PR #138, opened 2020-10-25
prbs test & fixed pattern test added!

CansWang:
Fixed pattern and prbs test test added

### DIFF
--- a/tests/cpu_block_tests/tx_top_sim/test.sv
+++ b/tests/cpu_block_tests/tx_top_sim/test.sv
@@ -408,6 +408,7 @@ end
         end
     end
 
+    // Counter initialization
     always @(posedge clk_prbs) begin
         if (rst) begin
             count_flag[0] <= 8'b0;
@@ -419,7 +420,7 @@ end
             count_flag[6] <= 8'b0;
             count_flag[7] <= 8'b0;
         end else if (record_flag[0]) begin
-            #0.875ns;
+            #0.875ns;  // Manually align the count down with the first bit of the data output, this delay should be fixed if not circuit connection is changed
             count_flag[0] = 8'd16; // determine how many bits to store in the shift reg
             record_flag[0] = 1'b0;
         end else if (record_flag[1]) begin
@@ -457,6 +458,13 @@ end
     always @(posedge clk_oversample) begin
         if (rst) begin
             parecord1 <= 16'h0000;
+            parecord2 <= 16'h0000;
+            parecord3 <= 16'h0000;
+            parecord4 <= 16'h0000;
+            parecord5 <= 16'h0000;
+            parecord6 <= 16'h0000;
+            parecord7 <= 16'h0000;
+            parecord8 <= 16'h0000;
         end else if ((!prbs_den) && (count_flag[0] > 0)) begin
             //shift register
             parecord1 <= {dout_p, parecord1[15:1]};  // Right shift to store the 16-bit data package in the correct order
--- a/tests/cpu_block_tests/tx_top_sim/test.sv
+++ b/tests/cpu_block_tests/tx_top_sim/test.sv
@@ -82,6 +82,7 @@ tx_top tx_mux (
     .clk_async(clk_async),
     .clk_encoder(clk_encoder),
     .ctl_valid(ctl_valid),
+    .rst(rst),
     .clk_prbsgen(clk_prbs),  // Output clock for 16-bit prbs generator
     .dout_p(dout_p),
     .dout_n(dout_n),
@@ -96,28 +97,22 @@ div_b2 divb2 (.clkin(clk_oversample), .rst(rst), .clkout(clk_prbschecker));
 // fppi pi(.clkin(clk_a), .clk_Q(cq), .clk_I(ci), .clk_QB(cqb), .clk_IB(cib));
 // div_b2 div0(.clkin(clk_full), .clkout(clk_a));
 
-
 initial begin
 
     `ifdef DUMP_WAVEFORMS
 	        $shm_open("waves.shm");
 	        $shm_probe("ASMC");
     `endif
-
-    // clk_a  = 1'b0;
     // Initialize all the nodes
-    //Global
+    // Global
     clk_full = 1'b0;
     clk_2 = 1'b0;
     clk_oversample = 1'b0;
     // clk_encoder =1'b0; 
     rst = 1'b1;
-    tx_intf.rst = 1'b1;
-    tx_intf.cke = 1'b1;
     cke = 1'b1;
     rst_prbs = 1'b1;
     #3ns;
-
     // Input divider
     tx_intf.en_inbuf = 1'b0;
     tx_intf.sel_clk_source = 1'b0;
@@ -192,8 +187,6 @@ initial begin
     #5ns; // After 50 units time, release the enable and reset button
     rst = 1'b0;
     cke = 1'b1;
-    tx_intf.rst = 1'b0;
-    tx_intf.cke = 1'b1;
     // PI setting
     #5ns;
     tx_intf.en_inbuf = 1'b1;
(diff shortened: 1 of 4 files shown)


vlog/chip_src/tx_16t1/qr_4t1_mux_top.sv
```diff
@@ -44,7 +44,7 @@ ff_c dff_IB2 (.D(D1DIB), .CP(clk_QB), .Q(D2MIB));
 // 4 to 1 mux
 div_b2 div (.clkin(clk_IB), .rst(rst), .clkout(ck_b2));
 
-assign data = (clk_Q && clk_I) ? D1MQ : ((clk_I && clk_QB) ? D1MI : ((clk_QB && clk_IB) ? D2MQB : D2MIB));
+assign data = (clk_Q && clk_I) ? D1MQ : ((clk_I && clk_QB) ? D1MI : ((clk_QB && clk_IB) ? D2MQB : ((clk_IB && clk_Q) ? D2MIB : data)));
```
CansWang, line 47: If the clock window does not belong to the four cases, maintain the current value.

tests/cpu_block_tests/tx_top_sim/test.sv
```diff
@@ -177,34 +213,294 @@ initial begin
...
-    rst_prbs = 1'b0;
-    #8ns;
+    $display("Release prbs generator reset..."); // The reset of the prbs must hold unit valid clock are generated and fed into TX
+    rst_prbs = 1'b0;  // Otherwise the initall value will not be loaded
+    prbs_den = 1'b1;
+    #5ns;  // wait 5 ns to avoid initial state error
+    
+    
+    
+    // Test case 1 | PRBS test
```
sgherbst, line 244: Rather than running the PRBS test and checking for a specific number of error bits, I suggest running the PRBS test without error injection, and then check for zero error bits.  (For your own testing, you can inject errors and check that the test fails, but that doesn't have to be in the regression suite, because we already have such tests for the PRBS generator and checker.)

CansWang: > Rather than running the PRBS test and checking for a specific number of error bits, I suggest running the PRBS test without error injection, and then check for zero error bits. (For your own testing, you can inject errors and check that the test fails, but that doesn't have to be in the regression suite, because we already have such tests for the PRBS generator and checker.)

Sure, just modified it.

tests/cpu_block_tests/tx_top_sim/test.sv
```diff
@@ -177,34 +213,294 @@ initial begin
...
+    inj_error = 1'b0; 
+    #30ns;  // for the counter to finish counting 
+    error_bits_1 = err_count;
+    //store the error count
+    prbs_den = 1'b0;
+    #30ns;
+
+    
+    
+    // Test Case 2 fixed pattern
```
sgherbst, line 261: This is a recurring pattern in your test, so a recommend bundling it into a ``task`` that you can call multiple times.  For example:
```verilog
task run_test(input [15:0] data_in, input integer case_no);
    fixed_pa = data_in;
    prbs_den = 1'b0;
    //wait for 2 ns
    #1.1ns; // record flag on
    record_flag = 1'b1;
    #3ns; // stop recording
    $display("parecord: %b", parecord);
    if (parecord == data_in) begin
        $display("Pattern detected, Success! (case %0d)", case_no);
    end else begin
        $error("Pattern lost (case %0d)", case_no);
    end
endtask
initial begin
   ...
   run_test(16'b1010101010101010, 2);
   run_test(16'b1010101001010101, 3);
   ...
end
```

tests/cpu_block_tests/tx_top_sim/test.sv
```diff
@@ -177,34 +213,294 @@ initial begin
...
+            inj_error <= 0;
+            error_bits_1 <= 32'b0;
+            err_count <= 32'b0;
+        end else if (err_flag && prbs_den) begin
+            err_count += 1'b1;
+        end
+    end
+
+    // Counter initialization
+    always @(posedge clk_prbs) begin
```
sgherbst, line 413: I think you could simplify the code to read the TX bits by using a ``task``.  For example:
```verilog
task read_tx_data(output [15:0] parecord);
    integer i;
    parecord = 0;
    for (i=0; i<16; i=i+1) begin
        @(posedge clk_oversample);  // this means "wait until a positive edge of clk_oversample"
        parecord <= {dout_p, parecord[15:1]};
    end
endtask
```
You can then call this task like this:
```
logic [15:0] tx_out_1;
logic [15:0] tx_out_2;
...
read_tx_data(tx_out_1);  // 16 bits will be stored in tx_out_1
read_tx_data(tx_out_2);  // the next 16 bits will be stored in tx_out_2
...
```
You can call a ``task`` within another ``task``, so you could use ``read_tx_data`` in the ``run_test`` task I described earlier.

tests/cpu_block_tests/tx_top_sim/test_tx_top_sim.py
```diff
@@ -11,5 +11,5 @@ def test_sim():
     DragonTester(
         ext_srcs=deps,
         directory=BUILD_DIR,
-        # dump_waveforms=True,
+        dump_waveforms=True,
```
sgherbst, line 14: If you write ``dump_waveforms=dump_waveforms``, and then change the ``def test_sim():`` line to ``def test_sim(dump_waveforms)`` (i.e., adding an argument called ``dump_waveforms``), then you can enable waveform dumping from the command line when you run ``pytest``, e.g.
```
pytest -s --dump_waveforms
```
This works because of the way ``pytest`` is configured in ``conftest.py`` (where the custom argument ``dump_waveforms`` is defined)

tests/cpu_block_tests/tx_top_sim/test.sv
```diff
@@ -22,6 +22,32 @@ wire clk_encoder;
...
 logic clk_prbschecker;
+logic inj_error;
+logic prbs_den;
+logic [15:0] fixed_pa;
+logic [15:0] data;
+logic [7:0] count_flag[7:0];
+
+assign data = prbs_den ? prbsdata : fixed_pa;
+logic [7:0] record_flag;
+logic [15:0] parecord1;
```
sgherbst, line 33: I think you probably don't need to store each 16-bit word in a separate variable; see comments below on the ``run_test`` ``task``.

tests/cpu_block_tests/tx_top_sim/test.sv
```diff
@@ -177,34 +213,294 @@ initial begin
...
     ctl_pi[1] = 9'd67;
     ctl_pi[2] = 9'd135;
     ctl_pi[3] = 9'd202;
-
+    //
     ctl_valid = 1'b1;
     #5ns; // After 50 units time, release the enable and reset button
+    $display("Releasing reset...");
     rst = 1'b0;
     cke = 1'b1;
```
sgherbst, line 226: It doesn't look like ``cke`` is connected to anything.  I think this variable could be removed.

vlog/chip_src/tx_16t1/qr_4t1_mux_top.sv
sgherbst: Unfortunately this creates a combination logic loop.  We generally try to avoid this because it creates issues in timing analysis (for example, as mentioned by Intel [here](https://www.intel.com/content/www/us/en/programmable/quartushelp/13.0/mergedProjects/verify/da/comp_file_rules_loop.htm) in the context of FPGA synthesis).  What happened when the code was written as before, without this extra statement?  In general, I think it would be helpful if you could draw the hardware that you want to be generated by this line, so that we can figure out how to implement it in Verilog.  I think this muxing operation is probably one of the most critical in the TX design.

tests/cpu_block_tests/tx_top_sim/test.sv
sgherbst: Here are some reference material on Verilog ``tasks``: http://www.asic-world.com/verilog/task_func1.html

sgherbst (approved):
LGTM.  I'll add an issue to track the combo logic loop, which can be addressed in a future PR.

++++++++

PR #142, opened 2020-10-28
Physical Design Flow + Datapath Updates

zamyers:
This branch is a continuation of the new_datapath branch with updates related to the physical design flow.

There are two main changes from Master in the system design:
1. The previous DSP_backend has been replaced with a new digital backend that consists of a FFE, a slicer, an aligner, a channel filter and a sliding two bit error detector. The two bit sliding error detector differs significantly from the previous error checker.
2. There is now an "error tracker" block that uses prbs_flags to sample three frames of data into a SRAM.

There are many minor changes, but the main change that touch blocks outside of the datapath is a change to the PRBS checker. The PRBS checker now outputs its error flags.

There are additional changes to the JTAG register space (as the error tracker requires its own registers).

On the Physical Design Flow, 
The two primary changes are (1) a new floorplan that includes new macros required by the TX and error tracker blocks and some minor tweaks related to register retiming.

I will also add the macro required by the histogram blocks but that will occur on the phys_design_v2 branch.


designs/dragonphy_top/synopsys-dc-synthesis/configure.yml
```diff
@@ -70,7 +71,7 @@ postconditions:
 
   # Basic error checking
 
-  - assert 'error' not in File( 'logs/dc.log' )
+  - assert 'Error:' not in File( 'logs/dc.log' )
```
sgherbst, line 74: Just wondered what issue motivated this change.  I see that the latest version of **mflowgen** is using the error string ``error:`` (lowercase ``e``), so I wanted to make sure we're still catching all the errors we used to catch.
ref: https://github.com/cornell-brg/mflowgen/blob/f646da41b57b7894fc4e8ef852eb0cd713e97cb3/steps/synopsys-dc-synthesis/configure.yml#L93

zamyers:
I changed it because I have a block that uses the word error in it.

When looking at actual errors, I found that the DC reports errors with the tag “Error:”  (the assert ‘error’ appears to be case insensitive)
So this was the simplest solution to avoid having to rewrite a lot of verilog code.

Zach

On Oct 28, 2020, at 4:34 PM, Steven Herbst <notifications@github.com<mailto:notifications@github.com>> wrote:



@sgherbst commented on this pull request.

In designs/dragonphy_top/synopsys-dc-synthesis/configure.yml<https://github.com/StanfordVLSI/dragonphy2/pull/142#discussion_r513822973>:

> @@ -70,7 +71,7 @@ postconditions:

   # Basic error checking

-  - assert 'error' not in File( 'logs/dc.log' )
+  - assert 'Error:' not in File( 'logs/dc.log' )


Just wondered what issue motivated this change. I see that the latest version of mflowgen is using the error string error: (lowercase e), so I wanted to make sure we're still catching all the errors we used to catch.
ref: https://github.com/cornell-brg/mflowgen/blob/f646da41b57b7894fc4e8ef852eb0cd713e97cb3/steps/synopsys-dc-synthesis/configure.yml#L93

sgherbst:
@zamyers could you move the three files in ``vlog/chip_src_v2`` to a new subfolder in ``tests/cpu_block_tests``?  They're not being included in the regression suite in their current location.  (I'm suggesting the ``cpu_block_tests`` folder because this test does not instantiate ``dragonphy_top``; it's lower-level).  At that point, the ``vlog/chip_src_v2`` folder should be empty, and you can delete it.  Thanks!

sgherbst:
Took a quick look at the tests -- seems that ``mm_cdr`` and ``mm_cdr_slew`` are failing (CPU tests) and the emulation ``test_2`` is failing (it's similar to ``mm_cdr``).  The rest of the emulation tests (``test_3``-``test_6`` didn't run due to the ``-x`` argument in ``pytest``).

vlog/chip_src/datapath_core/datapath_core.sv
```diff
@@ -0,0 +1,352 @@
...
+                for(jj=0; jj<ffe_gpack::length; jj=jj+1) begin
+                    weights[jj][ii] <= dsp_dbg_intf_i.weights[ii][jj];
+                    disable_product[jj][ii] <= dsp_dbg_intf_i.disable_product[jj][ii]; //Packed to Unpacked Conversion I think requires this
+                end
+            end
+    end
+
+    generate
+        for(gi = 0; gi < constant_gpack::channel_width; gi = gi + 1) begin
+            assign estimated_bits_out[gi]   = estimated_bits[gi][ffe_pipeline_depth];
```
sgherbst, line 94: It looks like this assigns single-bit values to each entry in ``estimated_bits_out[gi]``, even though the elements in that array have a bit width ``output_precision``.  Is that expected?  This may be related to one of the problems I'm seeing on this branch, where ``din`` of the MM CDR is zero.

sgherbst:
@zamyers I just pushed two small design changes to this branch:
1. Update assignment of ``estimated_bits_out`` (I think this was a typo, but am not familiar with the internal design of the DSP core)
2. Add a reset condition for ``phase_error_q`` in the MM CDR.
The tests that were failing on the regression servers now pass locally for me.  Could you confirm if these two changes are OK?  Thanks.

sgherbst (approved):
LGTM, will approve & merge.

++++++++

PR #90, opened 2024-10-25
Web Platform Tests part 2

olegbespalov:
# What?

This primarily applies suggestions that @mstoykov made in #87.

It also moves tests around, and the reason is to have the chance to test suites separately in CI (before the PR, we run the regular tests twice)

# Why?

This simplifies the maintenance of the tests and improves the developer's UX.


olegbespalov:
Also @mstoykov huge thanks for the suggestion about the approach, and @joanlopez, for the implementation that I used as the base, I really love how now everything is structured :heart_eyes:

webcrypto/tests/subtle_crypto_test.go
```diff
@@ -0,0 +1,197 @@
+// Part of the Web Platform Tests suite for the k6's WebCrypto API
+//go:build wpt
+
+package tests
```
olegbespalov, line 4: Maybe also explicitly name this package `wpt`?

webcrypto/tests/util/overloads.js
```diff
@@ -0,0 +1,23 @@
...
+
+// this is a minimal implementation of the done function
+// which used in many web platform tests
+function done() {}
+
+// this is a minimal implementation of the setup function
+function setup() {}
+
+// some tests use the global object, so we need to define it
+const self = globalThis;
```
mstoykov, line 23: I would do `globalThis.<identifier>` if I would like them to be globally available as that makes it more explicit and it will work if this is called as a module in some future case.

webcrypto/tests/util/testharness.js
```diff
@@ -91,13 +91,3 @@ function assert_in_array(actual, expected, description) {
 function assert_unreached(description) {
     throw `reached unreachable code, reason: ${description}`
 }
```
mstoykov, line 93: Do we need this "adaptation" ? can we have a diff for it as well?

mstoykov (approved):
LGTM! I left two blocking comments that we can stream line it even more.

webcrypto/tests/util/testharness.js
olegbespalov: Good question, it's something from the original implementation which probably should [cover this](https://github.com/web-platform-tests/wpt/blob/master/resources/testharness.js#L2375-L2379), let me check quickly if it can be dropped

++++++++

* [Work instruction]
Show every line in the entries where the string "uses" occurs.

* [Written solution]
2. There is now an "error tracker" block that uses prbs_flags to sample three frames of data into a SRAM.
I changed it because I have a block that uses the word error in it.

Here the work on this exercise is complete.